Glomerular filtration rate (GFR) was measured in 110 patients (51 M and 59 F, aged 18--79 years); creatinine (Creat), cystatin C (Cys), beta 2-microglobulin (beta 2M), and retinol-binding protein (RBP) were determined on the same day. The correlation coefficients between the different markers and GFR were determined. Receiver-operating characteristics (ROC) analysis was performed to assess their diagnostic accuracy. Furthermore, the relationship between plasma levels of the examined markers of GFR and body weight, height, fat-free mass (FFM) and body cell mass (BCM) was determined. FFM and BCM were calculated by means of total body electrical impedance measurement.

RESULTS

Serum concentrations of Cys, beta 2M and RBP increase progressively with the reduction of GFR. The magnitude of the increase in blood levels of Creat and beta 2M was higher than the increase of Cys, and much more than that of RBP, in particular in patients with GFR<20 ml/min/1.73 m(2).

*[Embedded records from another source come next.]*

PR #168, opened 2017-12-11
Visual design, basic radio buttons integrated into the Voter Opt-out form

baccigalupi:
Hey, so I ran into some pretty big issues with the code base trying to get this in. I am going to copy in the important commit messages here, but on a bigger front the code for pre-registration made it impossible to integrate this small change with master (I was rebasing).

Any logic or abstraction should be focused on increasing the readability and changeability of the code. HTML is a very literal universe of strings and markup. React and Redux have a good pattern of keeping this presentation land of literals free of logic. When there is a ton of if/else statements constructing the text and the markup, the component is really hard to just glance at and understand. Worse when there is a ton of logic just changing the language in a template and other integrations become hard and therefore expensive.

I was able to make a clean base class for VoterOptOut form where all the differences in text could be injected as children, but as soon as I got that done, the logic in the next page was broken. We really need to revert all the commits in that feature set, and I am not sure if that is possible since it was merged instead of rebased.

Anyway will work on that problem tomorrow. Here are the other commit notes:

-------

## Integrates the RadioSelector into the Voter opt-out page

I was going to find a place that used the existing tappable buttons that
act like radios, but since this are already existed as radios, it seemed
like a simpler place to start.

This commit switches to using redux to store ui state as well as the
data going to and from the database.

I stopped using the connectForm module since there was a lot of
extra handlers for blur and focus. We might need to rethink the
connectForm to be more like a connectPage module. I am hoping a full
integration of all the selectable buttons will lead to some refactoring
and get to better abstractions. I think that on a per-page basis there
is a lot of duplication that we can build into one or more abstractions:
maybe one for ordinary page forms, one for read and continue pages and
one for expanding pages.

The other interesting change in this commit is that I switched from
saving the exact text shown on the page as the value of the radio button
to a symbolic answer. That means that when design or stakeholders change
the content of the page, we don't have to update all the data in the
database. We just update the presentation. Also, when we
internationalize, the logic built on recognizing default text will fall
apart.

Lots of changes to the feature specs around this. I haven't run the
server tests yet to see how the parsing might change the database ...
maybe another commit after this.

## Data parser for voter opt-in record and choices simpler and correct

The mapping of record values to ui values is really just one constant.
Separating those constants into two different functions means that there
is a high risk of introducing accidental bugs as the literals diverge.

Because I didn't want to introduce those bugs as I did this work, I
extracted out the constant map from the logic to go back and forth.

## Fixes tests that didn't break ? :( ?

So, the last commit changed the way the data was being passed to the
server, and it switched the way that the parser transformed that data,
but it didn't actually break any tests which made me worried. I wouldn't
expect the unit tests, based on mock data to break, but I did expect the
acceptance tests to fail.

This commit changes the tests, but does not address the lack of failure.
It extracts out the logic around transforming this particular data from
record to UI value and back again. It changes the mock data, etc.

I also noticed that the tests for the client and server parsing used
helper instead of just referring to literals or to the mock data. That
can get pretty unsafe since we don't know which thing is failing when we
have a breaking test. Both modules are capable of breaking. We will want
to change those tests to refer to the mock data or to be literals soon.


logicgraphy:
The work from this PR is integrated with PR##175 and rebased & merged  into master branch.

PR #169, opened 2017-12-11
youth-docs

kyliepace:
- redid previous youth-docs and youth-message PRs
- no longer store age in redux instead call getCurrentAge function in each container that needs it -
- wrote unit tests for ages 14, 15.5, and 17


client/containers/apply/date-of-birth-form-container.jsx
```diff
@@ -8,15 +8,12 @@ import connectForm            from '../../helpers/connect-form';
 import navigateOnSubmit       from '../../helpers/navigate-on-submit';
 import navigateOnBack         from '../../helpers/navigate-on-back';
 import * as dataPresent       from '../../helpers/data-present';
-import { getCurrentAge }       from '../../helpers/calculate-age';
```
baccigalupi: Good catch cleanup!

client/containers/apply/organ-donation-form-container.jsx
```diff
@@ -3,8 +3,9 @@
 import React from 'react';
 
 import { updateOrganDonation }      from "../../actions/index";
+import { getCurrentAge }            from '../../helpers/calculate-age';
 import HomeLink                     from '../../presentations/home-link.jsx';
-import NavigationButtons                from '../../presentations/navigation-buttons.jsx';
+import NavigationButtons            from '../../presentations/navigation-buttons.jsx';
```
baccigalupi: Ditto. Love that you are cleaning up these really small clutter things because clutter makes it hard to pay attention to the right places

client/containers/apply/organ-donation-form-container.jsx
```diff
@@ -14,7 +15,7 @@ import * as dataPresent             from '../../helpers/data-present';
 
 const ConnectedForm = (props) => {
   const continueDisabled = !dataPresent.organDonation(props.organDonation);
-  const onSubmit         = props.dateOfBirth.age >= 16 ? navigateOnSubmit('/voting-registration/introduction', props) : navigateOnSubmit('/summary', props);
+  const onSubmit         = props.age < 16  && props.age ?  navigateOnSubmit('/summary', props) : navigateOnSubmit('/voting-registration/introduction', props);
```
baccigalupi: This is the most important logic for the age boundary, and this is the section that I would separate out into the age related module and test like crazy. The tests would be for the day before a person turns 16; the day they turn 16 and then the day after to catch the full boundary logic in tests.

Embedded here means that the unit tests have for this logic have to render the page, and follow the next button in order to assert the age test is correct. Also, the main thing that changes is the path, the call to navigateOnSubmit is consistent in each branch.

client/containers/apply/organ-donation-form-container.jsx
```diff
@@ -42,7 +43,7 @@ const ConnectedForm = (props) => {
 function mapStateToProps(state) {
   return {
     organDonation: state.application.organDonation,
-    dateOfBirth: state.application.dateOfBirth
+    age: getCurrentAge(state.application.dateOfBirth)
```
baccigalupi: If the stuff above changes than we still just need the dob here.

client/containers/apply/what-do-you-want-to-do-today-container.jsx
```diff
@@ -12,7 +13,7 @@ import * as dataPresent       from '../../helpers/data-present';
 
 const ConnectedForm = (props) => {
   // if under 14 and selected "driverLicense", then instead of going to real-id page, go to page with message that user is too young and can only apply for ID
-  let onSubmit          =   props.age > 0 && props.age < 14 && props.cardType.DL === true ? navigateOnSubmit('/minor-DL-message', props) : navigateOnSubmit('/real-id', props);
+  let onSubmit          =   !(props.cardType.DL === true && props.age > 0 && props.age < 15.5) ?  navigateOnSubmit('/real-id', props) : props.age < 14 ? navigateOnSubmit('/minor-DL-message', props) : navigateOnSubmit('/youth-license-notification', props) ;
```
baccigalupi: Same idea with this logic which the important part to thoroughly test. It should be in a separate module (age one?). Separating it into a function means that we can give it a good name too such as `isTooYoungToApplyForLicense(age)`.

client/presentations/apply/youth-license.jsx
```diff
@@ -0,0 +1,72 @@
...
+
+import SelectorCollection   from '../selector-collection.jsx';
+import NavigationButtons    from '../navigation-buttons.jsx';
+
+
+const Form = (props) => {
+
+  let notification = '';
+
+  if(props.age < 15) {
```
baccigalupi: This is more logic that I would want separated into a well named function and tested. I would also want to makes sure to use the same function if it is the same logic in the form.

test/client/helpers/calculate-age-test.js
```diff
@@ -5,32 +5,115 @@ import { getCurrentAge } from '../../../client/helpers/calculate-age';
...
-  describe('user is under 16', function(){
+  describe('age 16 boundaries', function(){
 
     it('user age is less than 16', function(){
       let year  = (new Date().getFullYear()) - 15;
       let month = '10';
       let day   = '15';
-      let age   = getCurrentAge(year, month, day);
+      let age   = getCurrentAge({year: year, month: month, day: day});
       assert(age < 16, 'age should be less than 16');
```
baccigalupi: This test is a bit funky since the test contains the logic we would ultimately like to document and separate as having business value ... but I think I already called out the functions that it would be good to see pulled out.

test/client/helpers/calculate-age-test.js
```diff
@@ -5,32 +5,115 @@ import { getCurrentAge } from '../../../client/helpers/calculate-age';
...
+      let age = getCurrentAge({
+        year: 2000,
+        month: 2,
+        day: 20
+      }, now);
+
+      assert(age >= 17, 'age should not be less than 17');
+    });
+  });
+
```
baccigalupi: I do really appreciate that there are so many more unit tests on this.

PR #170, opened 2017-12-11
 Update database to apply RealID selection to the appropriate card, w…

LeDeep:
…hether ID or DL


server/models/client-data-parser.js
```diff
@@ -253,15 +253,18 @@ function extractCardOptions(data) {
...
     })
-    if(data.realID.getRealID === 'Yes') {
-      cardOptions.push({
-        type:               'DL',
-        option_type:        'modification',
-        option_value:       'real-id'
-      })
-    }
   }
+
```
baccigalupi: How does this get associated with the DL card? Seems like you need to associate it with the right card_id at this point. But maybe I am not understanding the code. Can you explain?

server/db/migrations/20171211140452_updateCardIDTypeToInteger.js
```diff
@@ -0,0 +1,12 @@
+
+exports.up = function(knex, Promise) {
+  return knex.schema.alterTable('card_options', function(table) {
+    table.integer('card_id').alter();
+  });
+};
+
```
baccigalupi: Is this fixing a mistake in the type of the id as it was originally setup?

LeDeep: Yes. The card_id was originally a string, but it needs to be an integer.

server/models/client-data-parser.js
LeDeep: This happens in the server_data_parser.js, where it assigns the real ID designation to the selected card type, when card.id === card_id.

PR #171, opened 2017-12-12
Implements FAQ drawers for real ID feature page

logicgraphy:
- Implements FAQDrawer base class to hide/show the body/content.
- Adds actions and reducer to manage state of FAQ drawers
- Implements redux connect to dispatch action to toggle state of FAQ drawers in the redux.
- The name faq-drawer-ctrl is to be renamed after the existing faq-drawer is refactored and removed.


client/containers/apply/real-id-container.jsx
```diff
@@ -38,6 +40,18 @@ const ConnectedForm = (props) => {
     )
   };
```
baccigalupi: Looking at the whole length of the review, I think there is a simpler way to approach this with children. The pattern of putting together a page as a collection and rendering at the end works really well when there are a ton of parts that may or may not be rendered.

In the case of the FAQ drawer, the container is always the same, the content can be very complex markup containing other components.

My hope would be to see something that could be built like this:

```
<FAQDrawer {...props} title='What is a federally compliant card?'>
  <p>Some text</p>
  <a href='//somewhere-else' target='_blank'>and a link</a>
  <MaybeAComponent />
</FAQDrawer>
```
The drawer could know from state whether to show the children or not.

PR #172, opened 2017-12-12
selected reduced fee

kyliepace:
- changed default form view to have no buttons selected on both parts of the reduced fee form
- pulled logic out of presentations and all into the reduced fee container


client/containers/apply/reduced-fee-container.jsx
```diff
@@ -9,10 +9,12 @@ import navigateOnSubmit       from '../../helpers/navigate-on-submit';
 import navigateOnBack         from '../../helpers/navigate-on-back';
 import * as dataPresent       from '../../helpers/data-present';
 
+
 const ConnectedForm = (props) => {
   let onSubmit          =   navigateOnSubmit('/get-started', props);
   let onBack            =   navigateOnBack('/real-id', props);
   let continueDisabled  =   !dataPresent.reducedFee(props.reducedFee);
+  let DLText            =   props.cardType.ID && props.cardType.DL ? 'This only applies to your ID Card. You cannot get a free or reduced fee driver license.' : '';
```
logicgraphy: maybe we can change the logic to something like this:
```
const DLText = (props) => {
if (!(props.cardType.ID && props.cardType.DL)) {
  return null;
}
return <h5>This only applies to your ID Card. You cannot get a free or reduced fee driver license.</h5>
```
With this, we will not have black <h5> elements on the HTML.

logicgraphy:
I have made a small suggestion. But over all . its looks good and feel free to go ahead and merge this PR.

PR #173, opened 2017-12-12
Preregistration for youth from 16 to 18

teresavshen:


test/client/helpers/calculate-age-test.js
```diff
@@ -3,34 +3,113 @@
 import assert from 'assert';
 import { getCurrentAge } from '../../../client/helpers/calculate-age';
 
-describe('calculate user age', function() {
+describe('calculate user age', function () {
 
-  describe('user is under 16', function(){
+  describe('age 15 boundaries', function () {
```
baccigalupi: These tests setup boundary conditions inside the tests, and then test them. What we really want in a function that sets up the boundary conditions and we thoroughly test that boundary condition.

I think that because one of the first things we learn in programming is conditionals it is easy to miss that most bugs come from incorrect conditionals. Extracting that logic and attaching a good name to it helps. Even more helpful is exhaustive testing so that when product comes along and changes it (or contests its logic) you can stay exactly how the code is working by the day or hour.

baccigalupi:
If you can fix these boundary date extraction things by the time we get to our 1pm meeting, that would be great. Otherwise we can do it in the 1pm meeting and then do a rebase.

The correlation coefficients between GFR and 1/plasma concentrations were 0.647 for Creat, 0.651 for Cys, 0.731 for beta 2M, and 0.406 for RBP. ROC analysis indicated that the accuracy of beta 2M and Cys, as indicators of different degrees of GFR impairment (<80, <60, and <40 ml/min per 1.73 m(2)), was similar to that of Creat, while the diagnostic accuracy of RBP resulted significantly lower than that of Creat for any level of GFR. In patients without renal failure (GFR>40 ml/min per 1.73 m(2)), plasma concentrations of Creat were positively correlated with body weight (P<0.01), height (P<0.01), FFM (P<0.001) and BCM (P<0.001). Serum concentrations of RBP resulted correlated with FFM (P<0.05) and BCM (P<0.05), while no correlation was found between anthropometric data and Cys and beta 2M.

CONCLUSION

Cystatin C and beta 2-microglobulin have a diagnostic accuracy very similar to that of creatinine, while retinol-binding protein is not an adequate marker of glomerular filtration.

摘要

背景

本研究旨在评估三种低分子量蛋白(胱抑素C、β2-微球蛋白和视黄醇结合蛋白)的血浆水平作为肾小球滤过率受损指标相对于血浆肌酐的诊断准确性。

方法

对110例患者(51例男性和59例女性,年龄18 - 79岁)进行肾小球滤过率(GFR)测量;同日测定肌酐(Creat)、胱抑素C(Cys)、β2-微球蛋白(β2M)和视黄醇结合蛋白(RBP)。确定不同标志物与GFR之间的相关系数。进行受试者操作特征(ROC)分析以评估其诊断准确性。此外,确定所检测的GFR标志物的血浆水平与体重、身高、去脂体重(FFM)和体细胞量(BCM)之间的关系。FFM和BCM通过全身电阻抗测量计算得出。

结果

随着GFR降低,Cys、β2M和RBP的血清浓度逐渐升高。在GFR<20 ml/min/1.73 m²的患者中,Creat和β2M血水平升高的幅度高于Cys,且远高于RBP。GFR与1/血浆浓度之间的相关系数分别为:Creat为0.647,Cys为0.651,β2M为0.731,RBP为0.406。ROC分析表明,作为不同程度GFR受损(<80、<60和<40 ml/min per 1.73 m²)指标,β2M和Cys的准确性与Creat相似,而对于任何GFR水平,RBP的诊断准确性均显著低于Creat。在无肾衰竭(GFR>40 ml/min per 1.73 m²)的患者中,血浆Creat浓度与体重(P<0.01)、身高(P<0.01)、FFM(P<0.001)和BCM(P<0.001)呈正相关。RBP的血清浓度与FFM(P<0.05)和BCM(P<0.05)相关,而人体测量数据与Cys和β2M之间未发现相关性。

结论

胱抑素C和β2-微球蛋白的诊断准确性与肌酐非常相似,而视黄醇结合蛋白不是肾小球滤过的合适标志物。